[Stored items]

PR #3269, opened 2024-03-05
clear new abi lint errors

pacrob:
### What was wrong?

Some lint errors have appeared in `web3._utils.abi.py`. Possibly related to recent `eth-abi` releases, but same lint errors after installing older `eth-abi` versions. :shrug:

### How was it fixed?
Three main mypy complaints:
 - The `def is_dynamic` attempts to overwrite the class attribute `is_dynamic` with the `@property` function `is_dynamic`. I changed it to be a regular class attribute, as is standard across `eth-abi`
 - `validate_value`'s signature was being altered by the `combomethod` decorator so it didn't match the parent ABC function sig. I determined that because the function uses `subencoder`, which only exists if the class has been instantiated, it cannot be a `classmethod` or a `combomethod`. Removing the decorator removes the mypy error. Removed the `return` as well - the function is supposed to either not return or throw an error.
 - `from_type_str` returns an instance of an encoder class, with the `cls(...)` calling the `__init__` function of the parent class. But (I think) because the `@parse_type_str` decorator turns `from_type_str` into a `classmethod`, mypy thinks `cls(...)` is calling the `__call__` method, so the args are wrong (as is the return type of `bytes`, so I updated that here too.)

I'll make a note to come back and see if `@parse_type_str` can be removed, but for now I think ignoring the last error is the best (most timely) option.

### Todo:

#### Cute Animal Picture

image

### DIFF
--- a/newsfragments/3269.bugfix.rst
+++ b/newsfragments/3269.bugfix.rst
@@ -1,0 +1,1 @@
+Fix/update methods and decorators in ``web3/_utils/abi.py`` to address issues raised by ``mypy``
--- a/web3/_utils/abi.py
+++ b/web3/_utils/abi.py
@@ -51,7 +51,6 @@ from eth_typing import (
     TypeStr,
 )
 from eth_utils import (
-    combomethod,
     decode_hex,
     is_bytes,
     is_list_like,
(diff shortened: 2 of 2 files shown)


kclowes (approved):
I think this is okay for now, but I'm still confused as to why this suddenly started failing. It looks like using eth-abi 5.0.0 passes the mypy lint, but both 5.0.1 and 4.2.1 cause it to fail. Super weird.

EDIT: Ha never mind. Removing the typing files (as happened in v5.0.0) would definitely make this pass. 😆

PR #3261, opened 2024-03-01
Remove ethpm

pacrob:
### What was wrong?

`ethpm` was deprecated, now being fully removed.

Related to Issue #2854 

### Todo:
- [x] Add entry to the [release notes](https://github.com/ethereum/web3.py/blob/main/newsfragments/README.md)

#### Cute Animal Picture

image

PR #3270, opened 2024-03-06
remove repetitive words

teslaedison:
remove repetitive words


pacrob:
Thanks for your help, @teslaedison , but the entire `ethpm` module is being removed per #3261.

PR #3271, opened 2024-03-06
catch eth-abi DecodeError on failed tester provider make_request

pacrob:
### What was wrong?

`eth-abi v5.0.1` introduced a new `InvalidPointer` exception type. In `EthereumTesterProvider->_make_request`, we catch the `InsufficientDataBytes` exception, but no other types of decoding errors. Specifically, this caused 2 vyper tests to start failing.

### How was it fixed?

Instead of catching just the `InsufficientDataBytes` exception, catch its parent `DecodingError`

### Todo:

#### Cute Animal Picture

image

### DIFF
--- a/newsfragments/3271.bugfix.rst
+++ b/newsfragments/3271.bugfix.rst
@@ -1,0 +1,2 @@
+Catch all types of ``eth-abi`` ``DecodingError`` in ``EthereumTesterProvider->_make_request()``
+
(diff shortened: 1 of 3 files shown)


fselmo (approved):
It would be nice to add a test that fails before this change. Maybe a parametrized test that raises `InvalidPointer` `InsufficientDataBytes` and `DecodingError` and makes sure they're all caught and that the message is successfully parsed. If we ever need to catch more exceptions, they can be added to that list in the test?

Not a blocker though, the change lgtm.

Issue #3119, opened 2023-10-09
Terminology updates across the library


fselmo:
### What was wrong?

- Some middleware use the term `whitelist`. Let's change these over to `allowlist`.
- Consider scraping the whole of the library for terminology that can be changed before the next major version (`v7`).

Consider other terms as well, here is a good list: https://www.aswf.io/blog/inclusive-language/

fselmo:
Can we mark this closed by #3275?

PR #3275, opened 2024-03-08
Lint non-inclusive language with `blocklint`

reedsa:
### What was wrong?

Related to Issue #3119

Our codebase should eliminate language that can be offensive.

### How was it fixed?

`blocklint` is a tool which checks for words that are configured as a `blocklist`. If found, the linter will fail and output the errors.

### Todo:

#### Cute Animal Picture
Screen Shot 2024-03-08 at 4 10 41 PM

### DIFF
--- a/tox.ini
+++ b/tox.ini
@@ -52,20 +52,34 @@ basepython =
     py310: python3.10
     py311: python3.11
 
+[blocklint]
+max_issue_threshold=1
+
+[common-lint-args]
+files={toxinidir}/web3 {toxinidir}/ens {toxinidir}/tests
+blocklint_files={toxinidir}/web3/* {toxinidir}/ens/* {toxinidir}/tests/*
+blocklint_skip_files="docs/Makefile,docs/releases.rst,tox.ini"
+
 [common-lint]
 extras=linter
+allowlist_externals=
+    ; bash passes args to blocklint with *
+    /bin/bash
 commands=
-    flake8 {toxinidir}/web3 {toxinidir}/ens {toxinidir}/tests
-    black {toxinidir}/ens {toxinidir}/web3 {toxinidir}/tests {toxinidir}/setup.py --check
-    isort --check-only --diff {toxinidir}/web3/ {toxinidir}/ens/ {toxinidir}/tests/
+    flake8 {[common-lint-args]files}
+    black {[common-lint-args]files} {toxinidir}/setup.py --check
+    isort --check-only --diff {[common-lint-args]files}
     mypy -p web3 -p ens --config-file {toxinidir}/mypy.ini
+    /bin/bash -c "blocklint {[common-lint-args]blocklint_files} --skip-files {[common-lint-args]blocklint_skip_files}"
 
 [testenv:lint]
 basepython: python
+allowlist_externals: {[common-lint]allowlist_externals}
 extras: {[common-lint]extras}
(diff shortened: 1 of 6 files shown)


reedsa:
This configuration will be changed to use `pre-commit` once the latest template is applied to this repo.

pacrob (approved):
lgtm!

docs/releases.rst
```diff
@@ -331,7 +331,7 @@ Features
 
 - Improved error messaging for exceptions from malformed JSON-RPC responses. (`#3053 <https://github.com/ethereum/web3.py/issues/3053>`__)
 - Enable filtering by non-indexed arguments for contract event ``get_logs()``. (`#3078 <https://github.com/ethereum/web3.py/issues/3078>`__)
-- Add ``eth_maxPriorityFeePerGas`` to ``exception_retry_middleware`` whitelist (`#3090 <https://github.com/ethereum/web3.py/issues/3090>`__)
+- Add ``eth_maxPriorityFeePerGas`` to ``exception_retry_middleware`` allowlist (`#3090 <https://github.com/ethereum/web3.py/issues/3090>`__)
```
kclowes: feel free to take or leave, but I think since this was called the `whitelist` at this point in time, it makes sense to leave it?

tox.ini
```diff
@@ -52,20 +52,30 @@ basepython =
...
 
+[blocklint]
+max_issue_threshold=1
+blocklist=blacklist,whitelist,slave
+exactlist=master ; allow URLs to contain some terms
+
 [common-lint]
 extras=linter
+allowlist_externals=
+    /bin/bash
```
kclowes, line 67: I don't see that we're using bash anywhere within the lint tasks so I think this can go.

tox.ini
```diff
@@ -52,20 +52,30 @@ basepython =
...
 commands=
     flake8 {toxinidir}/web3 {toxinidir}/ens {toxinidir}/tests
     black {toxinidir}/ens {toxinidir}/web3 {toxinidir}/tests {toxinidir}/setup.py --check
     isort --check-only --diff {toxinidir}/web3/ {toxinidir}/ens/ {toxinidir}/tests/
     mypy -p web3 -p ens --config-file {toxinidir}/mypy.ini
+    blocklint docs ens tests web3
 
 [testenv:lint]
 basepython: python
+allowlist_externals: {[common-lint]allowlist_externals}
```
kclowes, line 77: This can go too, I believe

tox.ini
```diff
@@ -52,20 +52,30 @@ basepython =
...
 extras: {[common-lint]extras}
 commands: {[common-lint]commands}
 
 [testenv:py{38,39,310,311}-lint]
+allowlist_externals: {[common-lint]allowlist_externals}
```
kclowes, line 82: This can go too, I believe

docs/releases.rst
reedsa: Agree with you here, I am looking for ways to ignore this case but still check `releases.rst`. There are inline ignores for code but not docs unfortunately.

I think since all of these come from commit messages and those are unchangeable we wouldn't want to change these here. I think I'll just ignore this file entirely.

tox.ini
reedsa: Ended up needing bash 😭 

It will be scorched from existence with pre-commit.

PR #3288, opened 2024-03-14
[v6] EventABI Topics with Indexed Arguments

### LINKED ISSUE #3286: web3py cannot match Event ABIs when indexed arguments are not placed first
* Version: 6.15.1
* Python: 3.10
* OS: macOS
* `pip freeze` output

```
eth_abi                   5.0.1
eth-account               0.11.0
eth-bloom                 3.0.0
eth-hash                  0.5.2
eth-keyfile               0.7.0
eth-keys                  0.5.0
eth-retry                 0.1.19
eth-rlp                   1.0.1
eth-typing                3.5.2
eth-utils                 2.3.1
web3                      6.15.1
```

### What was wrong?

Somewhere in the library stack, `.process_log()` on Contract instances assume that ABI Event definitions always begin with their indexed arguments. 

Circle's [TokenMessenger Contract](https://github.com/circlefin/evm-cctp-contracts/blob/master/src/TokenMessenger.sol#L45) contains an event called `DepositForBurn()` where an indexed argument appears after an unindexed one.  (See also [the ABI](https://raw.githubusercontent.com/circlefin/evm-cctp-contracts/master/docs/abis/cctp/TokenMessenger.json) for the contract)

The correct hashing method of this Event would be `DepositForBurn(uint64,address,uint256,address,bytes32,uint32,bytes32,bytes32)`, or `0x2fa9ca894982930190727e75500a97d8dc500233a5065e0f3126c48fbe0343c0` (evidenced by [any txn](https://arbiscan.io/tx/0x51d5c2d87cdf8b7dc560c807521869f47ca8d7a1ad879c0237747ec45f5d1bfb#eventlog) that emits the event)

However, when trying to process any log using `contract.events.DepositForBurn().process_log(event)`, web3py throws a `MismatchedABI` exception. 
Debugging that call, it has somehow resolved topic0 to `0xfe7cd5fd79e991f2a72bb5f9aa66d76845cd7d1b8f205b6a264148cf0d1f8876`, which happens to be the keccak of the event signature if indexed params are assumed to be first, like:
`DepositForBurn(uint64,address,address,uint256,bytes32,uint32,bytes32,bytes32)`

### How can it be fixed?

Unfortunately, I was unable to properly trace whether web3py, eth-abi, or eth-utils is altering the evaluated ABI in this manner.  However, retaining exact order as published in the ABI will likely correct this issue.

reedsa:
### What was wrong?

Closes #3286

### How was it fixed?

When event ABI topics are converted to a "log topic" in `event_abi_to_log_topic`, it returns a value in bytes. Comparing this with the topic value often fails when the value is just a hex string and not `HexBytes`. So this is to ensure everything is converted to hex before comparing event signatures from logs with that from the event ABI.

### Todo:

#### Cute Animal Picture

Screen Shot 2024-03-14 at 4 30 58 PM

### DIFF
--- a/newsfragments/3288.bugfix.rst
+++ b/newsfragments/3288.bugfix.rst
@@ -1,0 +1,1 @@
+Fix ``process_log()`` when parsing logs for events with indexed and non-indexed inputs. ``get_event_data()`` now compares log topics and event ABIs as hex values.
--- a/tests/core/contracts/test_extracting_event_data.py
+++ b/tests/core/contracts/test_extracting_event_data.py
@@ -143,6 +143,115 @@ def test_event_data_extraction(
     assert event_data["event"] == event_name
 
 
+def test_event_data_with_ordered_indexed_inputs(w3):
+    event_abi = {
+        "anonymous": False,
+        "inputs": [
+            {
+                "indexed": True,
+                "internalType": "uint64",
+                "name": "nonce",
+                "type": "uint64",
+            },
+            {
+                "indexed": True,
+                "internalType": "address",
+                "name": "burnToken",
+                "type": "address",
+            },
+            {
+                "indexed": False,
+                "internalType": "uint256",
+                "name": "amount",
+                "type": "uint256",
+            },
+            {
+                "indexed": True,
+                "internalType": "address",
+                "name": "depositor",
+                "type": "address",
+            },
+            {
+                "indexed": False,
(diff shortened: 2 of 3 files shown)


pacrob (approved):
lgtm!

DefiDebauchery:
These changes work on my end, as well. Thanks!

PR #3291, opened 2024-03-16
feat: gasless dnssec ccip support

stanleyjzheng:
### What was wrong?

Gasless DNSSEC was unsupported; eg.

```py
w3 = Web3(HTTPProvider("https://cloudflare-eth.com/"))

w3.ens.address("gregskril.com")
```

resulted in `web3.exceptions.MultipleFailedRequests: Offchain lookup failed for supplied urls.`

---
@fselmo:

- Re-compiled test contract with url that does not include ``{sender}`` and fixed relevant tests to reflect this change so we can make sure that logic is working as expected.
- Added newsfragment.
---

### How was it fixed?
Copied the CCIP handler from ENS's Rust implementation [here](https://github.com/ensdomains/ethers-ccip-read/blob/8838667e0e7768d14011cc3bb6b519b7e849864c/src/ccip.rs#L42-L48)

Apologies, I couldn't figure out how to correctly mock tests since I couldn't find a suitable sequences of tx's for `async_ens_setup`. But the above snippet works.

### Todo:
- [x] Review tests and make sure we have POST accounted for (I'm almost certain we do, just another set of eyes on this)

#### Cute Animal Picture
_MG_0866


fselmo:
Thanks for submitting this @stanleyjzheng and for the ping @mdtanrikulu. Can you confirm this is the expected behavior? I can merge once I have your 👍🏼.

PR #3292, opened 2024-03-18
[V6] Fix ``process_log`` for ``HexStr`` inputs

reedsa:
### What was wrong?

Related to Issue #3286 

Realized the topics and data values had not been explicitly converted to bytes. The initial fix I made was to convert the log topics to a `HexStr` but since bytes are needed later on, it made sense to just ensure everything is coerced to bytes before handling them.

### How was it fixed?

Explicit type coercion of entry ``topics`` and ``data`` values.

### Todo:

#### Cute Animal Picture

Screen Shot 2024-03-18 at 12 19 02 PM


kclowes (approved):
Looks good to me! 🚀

> _THE PROBLEM_
Copy nothing beyond the line containing "attempts to overwrite". Transcribe exactly from the first line of the entries down to that line, inclusive.

> _TASK RESPONSE_
PR #3269, opened 2024-03-05
clear new abi lint errors

pacrob:
### What was wrong?

Some lint errors have appeared in `web3._utils.abi.py`. Possibly related to recent `eth-abi` releases, but same lint errors after installing older `eth-abi` versions. :shrug:

### How was it fixed?
Three main mypy complaints:
 - The `def is_dynamic` attempts to overwrite the class attribute `is_dynamic` with the `@property` function `is_dynamic`. I changed it to be a regular class attribute, as is standard across `eth-abi`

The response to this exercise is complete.